Urania (pron.: /jʊˈreɪniə/; Ancient Greek: Οὐρανία; meaning 'heavenly' or 'of heaven') was, in Greek mythology, the muse of astronomy and a daughter of Zeus by Mnemosyne and also a granddaughter of Uranus. Some accounts list Urania as the mother of the musician Linus by Apollo, and Hymenaeus also is said to have been a son of Urania.
Urania is usually represented with a celestial globe to which she points with a little staff. Urania is able to foretell the future by the arrangement of the stars. Urania is often associated with Universal Love and the Holy Spirit. Eldest of the divine sisters, Urania inherited Zeus' majesty and power and the beauty and grace of her mother Mnemosyne.
Urania dresses in a cloak embroidered with stars and keeps her eyes and attention focused on the Heavens. Those who are most concerned with philosophy and the heavens are dearest to Urania. Those who have been instructed by her Urania raises aloft to heaven, for it is a fact that imagination and the power of thought lift men's souls to heavenly heights.
Urania, o'er her star-bespangled lyre,
With touch of majesty diffused her soul;
A thousand tones, that in the breast inspire,
Exalted feelings, o er the wires'gan roll—
How at the call of Jove the mist unfurled,
And o'er the swelling vault—the glowing sky,
The new-born stars hung out their lamps on high,
And rolled their mighty orbs to music's sweetest sound.

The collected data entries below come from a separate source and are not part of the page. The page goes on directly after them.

PR #446, opened 2026-02-24
GREP 285: Training job support

### LINKED ISSUE #285: Enhance grove to support training jobs

Grove in its current form does not support training jobs through the `PodCliqueSet` API. It inherently only supports inference workloads, since the `PodClique` controller is not designed to handle Pods that successfully exit after their workload finishes.

We need to enhance Grove in the following areas to support training:

- Add a `state` field to the `PodCliqueSetStatus` which embeds the phase of the workload, i.e. `Pending`, `Running`, `Completed`, `Failed`, etc.
- Enhance the `PodClique` controller to be aware of job-like workloads' lifecycles, not just long running inference applications. The pods exiting successfully should not cause the controller to recreate Pods.
- Specify a `maxRuntime` field in a relevant place in the `PodCliqueSet`to specify how long the user expects their training workload to finish in. The semantic of this field can be discussed on further - if the workload does not finish before this duration, we could fire alerts to inform the user, and/or mark the workload as `Failed`.
- Support a `maxRestarts` field in a relevant place in the `PodCliqueSet` to indicate the number of restarts of a pod the operator must tolerate, before it marks the workload as `Failed`.
- Disable rolling updates for workloads which are jobs, since it does not make much sense to roll your pods in such a scenario.
- Disable autoscaling that is supported at all levels, since the consumer should, and will know their workload and capacity before they start training.

### Why is this needed?

Interest about grove, and its adoption is growing in the community. There are multiple features that are unique to grove, that the community would want to utilize not just for their inference workloads, but also for their training workloads.

shayasoolin:
/kind documentation
  /kind feature

  Adds GREP-285 for training job support in `PodCliqueSet`. The document covers the
  proposed API changes, lifecycle phase semantics, `trainingSpec` fields (`maxRuntime`, `maxRestarts`),
  `terminationDelay` defaulting, webhook enforcement, conditions, and events needed to support finite training
  workloads alongside existing inference workloads.

  Fixes #285

  This is a design/proposal PR only — no code changes. Feedback welcome on API naming, `maxRestarts` counting
  semantics, and the `terminationDelay` defaulting behavior for training workloads.

  Extends the `PodCliqueSet` API with a `workloadType` field (`Inference`/`Training`),
  a `phase` field in status, and a `trainingSpec` stanza (`maxRuntime`, `maxRestarts`)
  to support finite training workloads alongside existing inference workloads.


docs/proposals/0285-training-job-support/README.md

— From An Ode To Music by James G. Percival
During the Renaissance, Urania began to be considered the Muse for Christian poets. In the invocation to Book 7 of John Milton's epic poem Paradise Lost, the poet invokes Urania to aid his narration of the creation of the cosmos, though he cautions that it is "[t]he meaning, not the name I call" (7.5).
Muse magazine features Urania as one of the characters in the "Kokopelli and Co." comic strip by Larry Gonick published in each issue of the magazine. She is the only original muse who remains among the "new muses" featured in the magazine.